### Brief
Every line below that contains the word "into" must be copied.

================================

PR #752, opened 2020-09-18
[cmds] Add link capability to Applications installation

ghaerr:
Creates links from urlget to ftpget and httpget as requested in #750 

Use ":::" to specify linked file in Applications table.
Uses symlinks for now.
FAT filesystems will copy file separately.

@Mellvik, please test the build on Linux if possible, tested only on macOS. The mechanism creates a symlink rather than hard link on the disk image for now, there are some issues rewriting `mfs` to support hard links that will be done later. Things seem to work well, although I am noticing a possible bug in the usage display output when urlget is run from the shell as "/bin/ftpget" (and /bin/httpget).

### DIFF
--- a/elkscmd/Applications
+++ b/elkscmd/Applications
@@ -157,6 +157,8 @@ inet/telnet/telnet				:net
 inet/telnetd/telnetd			:net
 inet/tinyirc/tinyirc			:net
 inet/urlget/urlget				:net
+inet/urlget/urlget :::ftpget	:net
+inet/urlget/urlget :::httpget	:net
 #mtools/mcopy					:mtools					:1400k
 #mtools/mdel					:mtools					:1440k
 #mtools/mdir					:mtools					:1400k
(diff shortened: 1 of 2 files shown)


Mellvik:
Thanks @ghaerr!!

I'll do the Linux testing over the weekend. 
My Linux (raspberrypi2b) repo is out of sync and needs a full build, including tools. The tools alone take something like 6 hrs,  it's a speed that makes it possible to actually read the messages as they tickle by…


—Mellvik

ghaerr:
> The tools alone take something like 6 hrs

Well, we're likely to get an additional tool update soon, #747 is pending and may need another update, not sure. So, no rush on the Linux testing. I'll commit this now and you can play with it on macOS and/or QEMU.

Mellvik:
Well, this all goes on in the background.

A day later - and all is good, the (symbolic) links
are there.

Thanks.

-M

Issue #745, opened 2020-09-08
[ktcp] TCP performance


Mellvik:
First, networking status summary per september 8th, 2020: [@ghaerr - please correct if my details are off]
 - Serial IP (SLIP/CSLIP): Working @ moderate baud rates, needs serial HW flow control to get to the next level.
 - Ethernet Link level NE2k: Stable
 - ICMP, ARP, TCP: Stable
 - Telnet/PTYs: Not stable
 - The ELKS httpserver can deliver any file and file size reliably.
 - `urlget` is reliable for incoming data.
 - `urlget` is also `ftpget`, which currently does not work but 'in the works'.

Stable TCP-level communication enables file transfers (#697) to/from ELKS, and it's time to get transfer speeds from 'working' to 'useable'. Currently, transfer speed from ELKS (IDE harddisk) via HTTP is 25.5KB/s, packet size 140 bytes (Compaq Portable 386/20, ISA16 NE2k card). For incoming file transfer (to /dev/null) the advertised window size is 255, effective packet size is 295, speed 36KB/s. We may be able to improve both by an order of magnitude, but half of that is enough to make for a very useable system.

@ghaerr - I'm assuming there are some low threshold improvements that can be made immediately, any hints as to where to start?

--Mellvik

ghaerr:
Here is my take on the status of TCP/IP. I'm not sure I'd use "Stable", but instead "Buggy":

 * Serial IP (SLIP/CSLIP): Working @ moderate baud rates, needs serial HW flow control to get to the next level.
SLIP - Not buggy; CSLIP - Not working at all. Both dependent on serial driver, not TCP/IP for higher baud rates. I can run at 38400 on all systems using fast serial driver, and 115200 in my faster box using regular driver. Agreed serial HW flow control likely to help, but that's really quite separate from TCPIP and unclear as to how much throughput will actually increase, given max serial speed on old boxes even with flow control.

 * Ethernet Link level NE2k: Stable - AGREE, needs more testing since you're the only one running it.

 * ICMP, ARP, TCP: Stable - ICMP, ARP: Not buggy. TCP - Stable, but extremely buggy on lost packets and closing sockets. No sliding window implemented, and unable to accept large window (or packets) since currently the only real flow control TCP has is to drop a packet when the upstream isn't ready, or doesn't have buffer space to accept data.
[...]

Issue #521, opened 2020-04-05
Disk/floppy performance


Mellvik:
Finally some disk performance metrics on physical HW.

HW: 286 12MHz, FD1,2M, HD type 17 42MB Conner, booting from Minix floppy
- `ls -l /bin` [7s]
- `cp /bin/vi /bin/xx` [28.5s]
- `ps  [2s]`
- `cat /etc/rc.d/rc.sys` [4s]
- `cp 245kfile xx`  [HD to HD, FATfs] [24s] (DOS 3s, venix 13s on same disk, Unix V7 filesystem)

--Mellvik

Mellvik:
Live performance:
https://drive.google.com/file/d/1t49cysn2xT2QoqvYD-UL1WIamPNnYEDk/view?usp=drivesdk

ghaerr:
That is quite slow... although seeing the screen does remind me of the speed of yesterday's computers.

After we get your latest round of basic bugs fixed, we can look seriously into ELKS I/O being quite slow compared to MSDOS And Venix. I suspect a lot has to do with ELKS only doing single sector I/O on all disks.

Mellvik:
> ﻿
> That is quite slow... although seeing the screen does remind me of the speed of yesterday's computers.
> 
> After we get your latest round of basic bugs fixed, we can look seriously into ELKS I/O being quite slow compared to MSDOS And Venix. I suspect a lot has to do with ELKS only doing single sector I/O on all disks.
> 
> —
> 
Agree, and yes, what you see is the real thing of yesteryear. My 386/20 is more pleasant, but admittedly, coming to DOS and starting Elvis in one second is ....
Then again, notice the dir listing slowing down. I believe this is unique to the FAT filesystem, but need to be more empirical on that.
A reasonable ambition for elks would be to beat Venix. 

-M

Mellvik:
As one problem after the other are being fixed (fast),  and new features in ELKS seem to come by the day, I'd like to keep this issue close to the top of the list. 
From my perspective - on physical systems, fd/hd performance is now the primary barrier between a 'really useable system' (1.0) and 'early development' (0.3).

ghaerr:
> From my perspective - on physical systems, fd/hd performance is now the primary barrier between a 'really useable system' (1.0) and 'early development' (0.3).

[...]

PR #760, opened 2020-09-22
eth: WD8003 driver (based on ne2k driver code)

pawosm-arm:
This driver was tested with my SMC 8003WC 8-bit ISA card.

Note that some of the corners were cut, e.g. less popular
ioctls are stubbed with -ENOSYS, overflow interrupt is handled
by brutal reset of entire thing and so on.

As both ne2k and wd8003 cards and their clones are based on
8390 chip, it would be beneficial to merge those drivers into one
or extract common part of them e.g. into lib8390 code.

The card was configured using DOS ezsetup utility as such:
IRQ: 2
I/O base: 0x240
I/O mem: 0xce000 (right after XT-IDE I/O mem area)
DOS packet driver interrupt: 0x60

### DIFF
--- a/elks/arch/i86/drivers/net/Makefile
+++ b/elks/arch/i86/drivers/net/Makefile
@@ -31,6 +31,9 @@ OBJS = net_drv.o
 ifeq ($(CONFIG_ETH_NE2K), y)
 OBJS += ne2k-asm.o ne2k.o
 endif
+ifeq ($(CONFIG_ETH_WD), y)
+OBJS += wd.o
+endif
 
 all: net_drv.a
 
--- a/elks/arch/i86/drivers/net/config.in
+++ b/elks/arch/i86/drivers/net/config.in
@@ -7,7 +7,9 @@ mainmenu_option next_comment
 	if [ "$CONFIG_ARCH_SIBO" != "y" ]; then
 		bool 'Ethernet device support' CONFIG_ETH n
 		if [ "$CONFIG_ETH" = "y" ]; then
-			bool 'NE2K device driver' CONFIG_ETH_NE2K n
+			choice 'Select Ethernet device' \
+				"ne2k   CONFIG_ETH_NE2K \
+				 WD/SMC CONFIG_ETH_WD" ne2k
 		fi
 	fi
 endmenu
--- a/elks/arch/i86/drivers/net/net_drv.c
+++ b/elks/arch/i86/drivers/net/net_drv.c
@@ -8,4 +8,7 @@ void eth_init(void)
 #ifdef CONFIG_ETH_NE2K
 	eth_drv_init();
 #endif
+#ifdef CONFIG_ETH_WD
+	eth_drv_init();
+#endif
 }
--- a/elks/arch/i86/drivers/net/wd.c
+++ b/elks/arch/i86/drivers/net/wd.c
@@ -1,0 +1,626 @@
+/*
+ *
+ * WD Ethernet driver - supports NICs using the WD8003 and compatible
+ * chip sets. Tested with SMC 8003WC ISA 8-bit card.
+ *
+ */
+
+#include <arch/io.h>
+#include <arch/ports.h>
+#include <arch/limits.h>
+#include <arch/segment.h>
+#include <linuxmt/memory.h>
+#include <linuxmt/errno.h>
+#include <linuxmt/major.h>
+#include <linuxmt/ioctl.h>
+#include <linuxmt/fcntl.h>
+#include <linuxmt/fs.h>
+#include <linuxmt/sched.h>
+#include <linuxmt/limits.h>
+#include <linuxmt/mm.h>
+
+#define DEBUG_ETH	0	/* set =1 for debugging */
+
+#if DEBUG_ETH
+#define debug_eth	printk
+#else
+#define debug_eth(...)
+#endif
+
+/* I/O delay settings */
+#define INB	inb	/* use inb_p for 1us delay */
+#define OUTB	outb	/* use outb_p for 1us delay */
+
+#define WD_SHMEMSEG	0xce00U
+
+#define WD_STAT_RX	0x0001U	/* packet received */
+#define WD_STAT_TX	0x0002U	/* packet sent */
+#define WD_STAT_OF	0x0010U	/* RX ring overflow */
+
+#define WD_START_PG	0x00U	/* First page of TX buffer */
+#define WD_STOP_PG	0x20U	/* Last page + 1 of RX ring */
+
+#define TX_2X_PAGES	12U
+#define TX_1X_PAGES	6U
+#define TX_PAGES	TX_1X_PAGES
+
+#define WD_FIRST_TX_PG	WD_START_PG
+#define WD_FIRST_RX_PG	(WD_FIRST_TX_PG + TX_PAGES)
+
+#define RX_PAGES	(WD_STOP_PG - WD_FIRST_RX_PG)
+
+#define ETH_PAGE_SIZE	256U
+
+#define WD_RESET	0x80U	/* Board reset */
+#define WD_MEMENB	0x40U	/* Enable the shared memory */
+#define WD_IO_EXTENT	32U
+#define WD_8390_OFFSET	16U
+#define WD_8390_PORT	(WD_PORT + WD_8390_OFFSET)
+
+#define E8390_RXCONFIG	0x04U	/* EN0_RXCR: broadcasts, no multicast,errors */
+#define E8390_RXOFF	0x20U	/* EN0_RXCR: Accept no packets */
+#define E8390_TXCONFIG	0x00U	/* EN0_TXCR: Normal transmit mode */
+#define E8390_TXOFF	0x02U	/* EN0_TXCR: Transmitter off */
+#define E8390_STOP	0x01U	/* Stop and reset the chip */
+#define E8390_START	0x02U	/* Start the chip, clear reset */
+#define E8390_TRANS	0x04U	/* Transmit a frame */
+#define E8390_RREAD	0x08U	/* Remote read */
+#define E8390_RWRITE	0x10U	/* Remote write  */
+#define E8390_NODMA	0x20U	/* Remote DMA */
+#define E8390_PAGE0	0x00U	/* Select page chip registers */
+#define E8390_PAGE1	0x40U	/* using the two high-order bits */
+#define E8390_PAGE2	0x80U	/* Page 3 is invalid */
+#define E8390_CMD	0x00U	/* The command register (for all pages) */
+
+/* For register EN0_ISR. */
+#define E8390_TX_IRQ_MASK	0x0aU
+#define E8390_RX_IRQ_MASK	0x05U
+
+/* Page 0 register offsets. */
+#define EN0_CLDALO	0x01U	/* Low byte of current local dma addr  RD */
+#define EN0_STARTPG	0x01U	/* Starting page of ring bfr WR */
+#define EN0_CLDAHI	0x02U	/* High byte of current local dma addr  RD */
+#define EN0_STOPPG	0x02U	/* Ending page +1 of ring bfr WR */
+#define EN0_BOUNDARY	0x03U	/* Boundary page of ring bfr RD WR */
+#define EN0_TSR		0x04U	/* Transmit status reg RD */
+#define EN0_TPSR	0x04U	/* Transmit starting page WR */
+#define EN0_NCR		0x05U	/* Number of collision reg RD */
+#define EN0_TCNTLO	0x05U	/* Low  byte of tx byte count WR */
+#define EN0_FIFO	0x06U	/* FIFO RD */
+#define EN0_TCNTHI	0x06U	/* High byte of tx byte count WR */
+#define EN0_ISR		0x07U	/* Interrupt status reg RD WR */
+#define EN0_CRDALO	0x08U	/* low byte of current remote dma address RD */
+#define EN0_RSARLO	0x08U	/* Remote start address reg 0 */
+#define EN0_CRDAHI	0x09U	/* high byte, current remote dma address RD */
+#define EN0_RSARHI	0x09U	/* Remote start address reg 1 */
+#define EN0_RCNTLO	0x0aU	/* Remote byte count reg WR */
+#define EN0_RCNTHI	0x0bU	/* Remote byte count reg WR */
+#define EN0_RSR		0x0cU	/* rx status reg RD */
+#define EN0_RXCR	0x0cU	/* RX configuration reg WR */
+#define EN0_TXCR	0x0dU	/* TX configuration reg WR */
+#define EN0_COUNTER0	0x0dU	/* Rcv alignment error counter RD */
+#define EN0_DCFG	0x0eU	/* Data configuration reg WR */
+#define EN0_COUNTER1	0x0eU	/* Rcv CRC error counter RD */
+#define EN0_IMR		0x0fU	/* Interrupt mask reg WR */
+#define EN0_COUNTER2	0x0fU	/* Rcv missed frame error counter RD */
+
+/* Page 1 register offsets. */
+#define EN1_PHYS	0x01U	/* This board's physical enet addr RD WR */
+#define EN1_CURPAG	0x07U	/* Current memory page RD WR */
+#define EN1_MULT	0x08U	/* Multicast filter mask array (8 bytes) RDWR */
+
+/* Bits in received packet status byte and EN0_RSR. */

================================

### Answer to the exercise
After we get your latest round of basic bugs fixed, we can look seriously into ELKS I/O being quite slow compared to MSDOS And Venix. I suspect a lot has to do with ELKS only doing single sector I/O on all disks.
> After we get your latest round of basic bugs fixed, we can look seriously into ELKS I/O being quite slow compared to MSDOS And Venix. I suspect a lot has to do with ELKS only doing single sector I/O on all disks.
8390 chip, it would be beneficial to merge those drivers into one
or extract common part of them e.g. into lib8390 code.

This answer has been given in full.